The arrest warrant issued against you for violation of India’s obscenity law is so bizarre that it’s difficult to even try and understand the rationale behind the warrant, after some cranky self-appointed guardian of India culture pressed a nuisance suit against you and actress Shilpa Shetty. But what is encouraging, if one can say that, is that most Indians, like me, realize that this episode has gone completely out of hand are extremely indignant about the judgment.
It takes all sorts to make this world, and unfortunately, the ones who complain the loudest – or who can find the idle television camera – are the ones heard first. As you rightly told Jon Stewart on “The Daily Show” (video here), the whole incident – a simple kiss on the cheek – was blown out of proportion by “a very small right-wing, very conservative political party”, who are “the moral police in India and they do this kind of thing quite often.” Clearly, you understand that these people do not form the majority.
What you probably also know, is that though this ridiculous verdict was handed out by a lower court, it has been condemned by prominent lawyers across India who say that the “case,” and the ruling in favor of letting it go forward, was nothing more than a cheap publicity stunt bordering on judicial indecency. Soli Sorabjee, the former attorney general of India had a typical but harsh reaction: India “magistrates should not behave like the Taliban moral police.”
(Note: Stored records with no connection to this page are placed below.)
Issue #6158, opened 2022-03-03
Jira Server: adding tasks to poker scope


igorlesnenko:
Extracted from:  #6096

AC:

- [ ] Allow adding tasks to poker scope 
- [ ] Show task description in poker meeting

mattkrick:
closed in #6214

PR #6214, opened 2022-03-16
feat(jira-server): add issue to poker scope

igorlesnenko:
#6158

How to test

- Add Jira Server integration
- Create a poker meeting
- Add a Jira Server issue to the scope
- See it correctly appears in the sidebar
- Click on the issue in the sidebar — see description displayed correctly


packages/client/components/PokerEstimateHeaderCardJira.tsx
```diff
@@ -1,125 +1,36 @@
...
+import React from 'react'
+import {useFragment} from 'react-relay'
+import {PokerEstimateHeaderCardJira_issue$key} from '../__generated__/PokerEstimateHeaderCardJira_issue.graphql'
+import PokerEstimateHeaderCardHtml from './PokerEstimateHeaderCardHtml'
 
 interface Props {
-  issue: PokerEstimateHeaderCardJira_issue
+  issueRef: PokerEstimateHeaderCardJira_issue$key
 }
 const PokerEstimateHeaderCardJira = (props: Props) => {
```
nickoferrall, line 10: -1 it looks like `PokerEstimateHeaderCardJira` and `PokerEstimateHeaderCardJiraServer` are identical other than the `linkTitle`. Perhaps we could use `PokerEstimateHeaderCardHtml` for both components and use the `__typename` of the issue to determine the `linkTitle`?

packages/client/shared/gqlIds/JiraServerIssueId.ts
```diff
@@ -1,8 +1,8 @@
 const JiraServerIssueId = {
-  join: (providerId: number, integrationRepoId: string, issueId: string) => `${providerId}:${integrationRepoId}:${issueId}`,
+  join: (providerId: number, repoId: string, issueId: string) => `${providerId}:${repoId}:${issueId}`,
   split: (id: string) => {
     const parts = id.split(':')
-    return {providerId: parts[0], integrationRepoId: parts[1], issueId: parts[2]}
+    return {providerId: parseInt(parts[0] ?? '', 10), repoId: parts[1] , issueId: parts[2]}
```
nickoferrall, line 5: +1 `repoId` and `issueId` could be undefined, so when `JiraServerIssueId.split()` is being called, we're adding a default string, e.g. `return api.addComment(comment, issueId ?? '')`.

In my opinion, as `GitHubIssueId` and `JiraIssueId` return strings and `providerId` is a string, we should add a default string for `repoId` and `issueId` in this function too.

packages/server/database/types/ImportedTask.ts
```diff
@@ -7,22 +6,23 @@ interface Input {
...
+    const {meetingId, teamId, integration, userId, integrationHash} = input
     super({
       content: convertToTaskContent(`Task imported from ${integration.service} #archived`),
       createdBy: userId,
       meetingId,
       sortOrder: dndNoise(),
       status: 'future',
       teamId,
-      integrationHash: IntegrationHash.join(integration),
+      integrationHash,
```
nickoferrall, line 25: +2 nice catch!

packages/server/graphql/types/JiraServerIssue.ts
```diff
@@ -14,7 +15,11 @@ const JiraServerIssue = new GraphQLObjectType<any, GQLContext>({
   isTypeOf: ({service}) => service === 'jiraServer',
   fields: () => ({
     id: {
-      type: new GraphQLNonNull(GraphQLID)
+      type: new GraphQLNonNull(GraphQLID),
+      description: 'GUID providerId:integrationRepoId:issueId',
+      resolve: ({id, project, providerId}) => {
```
nickoferrall, line 20: +1 could add types here

packages/client/shared/gqlIds/JiraServerIssueId.ts
```diff
@@ -1,8 +1,8 @@
 const JiraServerIssueId = {
-  join: (providerId: number, integrationRepoId: string, issueId: string) => `${providerId}:${integrationRepoId}:${issueId}`,
```
nickoferrall, line 2: +1 why the name change out of interest? JiraServerIssue description refers to it as `integrationRepoId`: https://github.com/ParabolInc/parabol/blob/a0951776dcf99f90578746d2c30f3563b3e4e3d3/packages/server/graphql/types/JiraServerIssue.ts#L19

nickoferrall (changes requested):

packages/client/shared/gqlIds/JiraServerIssueId.ts
igorlesnenko: @nickoferrall I renamed it to avoid confusion as we have `integrationRepoId` which is `service:providerId:repositoryId`. Renamed to `repositoryId` and fixed the description

packages/client/shared/gqlIds/JiraServerIssueId.ts
igorlesnenko: @nickoferrall Changed to using `!`, assuming the input is valid. As was suggested here: https://github.com/ParabolInc/parabol/pull/6059#discussion_r828400763

packages/client/components/PokerEstimateHeaderCardJira.tsx
igorlesnenko: Now using a single `PokerEstimateHeaderCardHtml`

nickoferrall (approved):
LGTM!

packages/client/components/PokerEstimateHeaderCard.tsx
```diff
@@ -44,7 +54,17 @@ export default createFragmentContainer(PokerEstimateHeaderCard, {
         integration {
           ... on JiraIssue {
             __typename
-            ...PokerEstimateHeaderCardJira_issue
+            issueKey
+            summary
+            descriptionHTML
+            jiraUrl: url
+          }
+          ... on JiraServerIssue {
```
mattkrick, line 62: +1 I see this duplication happens twice in this PR. In the future we'll probably want to make an interface that handles both.

e.g.
```ts
JiraCloudIssue implements JiraIssue
JiraServerIssue implements JiraIssue
```

then, we could still pass `issue` into the component

packages/server/integrations/AbstractTaskIntegrationManager.ts
```diff
@@ -0,0 +1,23 @@
...
+import {TaskIntegration} from '../database/types/Task'
+
+export type CreateTaskResponse =
+  | {
+      integrationHash: string
+      integration: TaskIntegration
+    }
+  | Error
+
+export default abstract class AbstractTaskIntegrationManager {
```
mattkrick, line 13: -1 can delete? i think this pattern went away...

packages/server/database/types/ImportedTask.ts
```diff
@@ -7,22 +6,23 @@ interface Input {
...
+  integrationHash: string
   userId: string
 }
 
 export default class ImportedTask extends Task {
   integrationHash!: string
   integration!: TaskIntegration
   constructor(input: Input) {
-    const {meetingId, teamId, integration, userId} = input
+    const {meetingId, teamId, integration, userId, integrationHash} = input
```
mattkrick, line 17: +1 can you give me some more info on why we can't use the `IntegrationHash.join` here?

packages/client/components/PokerEstimateHeaderCardHtml.tsx
```diff
@@ -74,16 +71,19 @@ const StyledLabel = styled('span')({
...
-  issue: PokerEstimateHeaderCardJira_issue
+  summary: string
+  descriptionHTML: string
+  url: string
+  linkTitle: string
+  linkText: string
 }
-const PokerEstimateHeaderCardJira = (props: Props) => {
-  const {issue} = props
+const PokerEstimateHeaderCardHtml = (props: Props) => {
```
mattkrick, line 80: +1 the github card is just HTML, too, so the name could be a little more discriminatory.

perhaps if we rename `JiraIssue` to `JiraCloudIssue` and then make `JiraCloudIssue` and `JiraServerIssue` implement a `JiraIssue` interface?

mattkrick (approved):
1 question about the serviceTaskId vs. integrationHash & I see a new interface in our future, but we can do that in another PR

packages/client/components/PokerEstimateHeaderCard.tsx
igorlesnenko: Yeah, I thought about it. We can do it in some next PRs

packages/client/components/PokerEstimateHeaderCardHtml.tsx
igorlesnenko: @mattkrick Renamed `PokerEstimateHeaderCardHtml` to `PokerEstimateHeaderCardContent`

What if we make a single interface with unified fields for all integrations? Something like `IntegrationIssue`.
For example, a common `summary` field resolves to `title` for GitHub and to `summary` for Jira and Jira Server
What do you think?

packages/server/database/types/ImportedTask.ts
igorlesnenko: @mattkrick probably I had some issue in past which looks like not relevant anymore, reverted the change back

packages/client/components/PokerEstimateHeaderCardHtml.tsx
mattkrick: that's exactly how it used to work! https://github.com/ParabolInc/parabol/blob/f77f81a4935f3e7bd9e29f77ebc798e757a71710/packages/server/graphql/types/JiraIssue.ts#L45-L51

i had to get rid of it because there was no way to tell the client that the 2 fields were the same. for example, say a component requests `title`, then you navigate to another component that requires `summary`. normally it could use the cached value, but since they have different names, it'd have to make a separate network request because it saw that `summary` was a missing field.

Similarly, when creating an issue in an optimistic updater, you had to remember to populate both fields otherwise you could get an error. 

If 5 integrations all call the same field something different, that'd be 5 extra fields we'd have to remember to request, which just seemed like it was ripe for bugs. We could instead replace e.g. `summary` with `title`, but then that would get confusing when making the request to the integration.

I think the _right_ way to do it is by adding that field on the _client_, not the server, via a clientSchema extension. Then, you can have a client resolver that resolves 1 value to the other. If this sounds interesting to you, you can experiment with it, the details on how to do it are here: https://relay.dev/docs/guided-tour/reusing-cached-data/filling-in-missing-data/

mattkrick:
LGTM

packages/client/components/PokerEstimateHeaderCardHtml.tsx
igorlesnenko: @mattkrick I feel like it is more robust and easier to implement if the backend exposes ready-to-use fields. 
As we would need to pick some approach and made some refactoring, I created a separate discussion issue here #6374 and wrote my concerns and proposal with more details. What do you think?

PR #7584, opened 2022-12-15
fix: bump sanitize-svg version

mattkrick:

# Description

Fixes a security hole allowing for XSS via SVG upload.
The way we use it today, you'd only be able to XSS yourself, meaning the attacker would have to get the victim to upload a nefarious profile picture.
 
## Demo

Not gonna publish too much about this until it is in prod :sweat_smile:


mattkrick:
merging because it's just a version bump on a dep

In your apology you’ve said that the media storm has taken you by surprise. I do agree with you because, in my opinion, the media contributed to making this into a bigger issue than it really was. True, there were a bunch of people who, for reasons best known to them, were offended and made a big deal about it. But had the media not splashed the images across different platforms then maybe this would’ve passed. Which, of course, seems so odd since so many of those very broadcasters and television personalities would disagree – vehemently – with the charged placed against you and Shilpa.
But you are an actor and actors live and die by publicity, don’t they? So I guess you had little choice – despite your instincts to the contrary – in the matter. It’s unfortunate but, I believe, standing up to harassment like this is one of the first steps India needs to take in seeing that all its residents – men and women – can live free and equal lives.
But it didn’t, and sadly, the detractors succeeded in making this into front-page news and even respected television channels – the BBC! – devoted precious minutes of their prime time to airing the footage and discussing the issue ad nauseam. The way I see it, this only gave them a wider platform to rally their ludicrous cause, which eventually convinced a lower court magistrate that this was “an obscene act.”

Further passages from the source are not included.